**TASK DIRECTIONS:** The full listing, start to finish: write it out again exactly.

**SUPPLIED DATA:**
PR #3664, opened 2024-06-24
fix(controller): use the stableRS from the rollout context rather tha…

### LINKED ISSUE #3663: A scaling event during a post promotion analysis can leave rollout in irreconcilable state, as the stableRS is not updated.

**SOLUTION TO THIS EXERCISE:**
PR #3664, opened 2024-06-24
fix(controller): use the stableRS from the rollout context rather tha…

### LINKED ISSUE #3663: A scaling event during a post promotion analysis can leave rollout in irreconcilable state, as the stableRS is not updated.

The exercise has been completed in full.